**Source material:**
==*==

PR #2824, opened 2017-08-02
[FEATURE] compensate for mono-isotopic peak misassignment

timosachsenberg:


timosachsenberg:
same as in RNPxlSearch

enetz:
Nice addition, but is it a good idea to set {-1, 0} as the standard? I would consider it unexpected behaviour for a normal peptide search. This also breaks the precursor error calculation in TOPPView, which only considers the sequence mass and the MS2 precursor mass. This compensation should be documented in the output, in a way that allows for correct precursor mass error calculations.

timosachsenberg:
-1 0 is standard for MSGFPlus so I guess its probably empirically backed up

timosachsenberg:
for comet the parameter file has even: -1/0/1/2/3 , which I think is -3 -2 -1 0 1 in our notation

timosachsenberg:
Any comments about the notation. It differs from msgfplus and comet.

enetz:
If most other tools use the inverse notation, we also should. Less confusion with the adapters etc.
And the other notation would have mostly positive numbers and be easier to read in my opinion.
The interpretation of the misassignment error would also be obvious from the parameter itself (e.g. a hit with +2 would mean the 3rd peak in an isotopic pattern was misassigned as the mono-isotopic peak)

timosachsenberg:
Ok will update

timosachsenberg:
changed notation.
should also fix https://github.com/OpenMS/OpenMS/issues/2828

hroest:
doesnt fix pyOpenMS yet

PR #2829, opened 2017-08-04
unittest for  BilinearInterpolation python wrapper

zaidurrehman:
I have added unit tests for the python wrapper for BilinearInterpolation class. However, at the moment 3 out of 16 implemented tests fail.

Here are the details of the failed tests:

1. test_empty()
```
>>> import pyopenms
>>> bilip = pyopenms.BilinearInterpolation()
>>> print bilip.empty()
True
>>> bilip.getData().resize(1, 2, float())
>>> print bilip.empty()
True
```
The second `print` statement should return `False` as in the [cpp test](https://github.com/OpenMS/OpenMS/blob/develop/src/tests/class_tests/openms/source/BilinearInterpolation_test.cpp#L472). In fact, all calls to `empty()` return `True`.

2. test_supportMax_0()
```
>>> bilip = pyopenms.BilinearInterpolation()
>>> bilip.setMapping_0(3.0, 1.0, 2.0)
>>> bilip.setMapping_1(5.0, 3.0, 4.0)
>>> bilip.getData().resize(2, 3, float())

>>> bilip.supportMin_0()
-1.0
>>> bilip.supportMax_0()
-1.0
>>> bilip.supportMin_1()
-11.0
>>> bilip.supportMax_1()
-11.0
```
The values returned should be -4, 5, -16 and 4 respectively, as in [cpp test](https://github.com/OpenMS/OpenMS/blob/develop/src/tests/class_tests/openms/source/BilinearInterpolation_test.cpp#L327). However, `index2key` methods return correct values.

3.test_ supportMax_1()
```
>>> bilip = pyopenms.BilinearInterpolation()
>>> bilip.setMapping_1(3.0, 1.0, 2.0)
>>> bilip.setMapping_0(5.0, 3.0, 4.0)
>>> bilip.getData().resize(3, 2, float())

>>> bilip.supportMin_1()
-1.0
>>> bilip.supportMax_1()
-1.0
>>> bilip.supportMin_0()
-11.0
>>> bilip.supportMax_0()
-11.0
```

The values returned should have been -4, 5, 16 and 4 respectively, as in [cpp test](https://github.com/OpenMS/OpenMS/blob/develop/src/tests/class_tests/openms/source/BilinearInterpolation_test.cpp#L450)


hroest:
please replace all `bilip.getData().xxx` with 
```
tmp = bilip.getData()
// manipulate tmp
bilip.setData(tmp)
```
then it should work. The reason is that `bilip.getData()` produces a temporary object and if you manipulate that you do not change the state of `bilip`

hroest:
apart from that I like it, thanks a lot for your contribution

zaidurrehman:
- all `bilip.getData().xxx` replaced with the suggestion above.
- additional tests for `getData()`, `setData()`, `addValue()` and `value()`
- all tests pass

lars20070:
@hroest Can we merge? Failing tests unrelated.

==*==

**Assignment:** Which lines above include the word "manipulate"? Return each one.

**The answer:**
// manipulate tmp
then it should work. The reason is that `bilip.getData()` produces a temporary object and if you manipulate that you do not change the state of `bilip`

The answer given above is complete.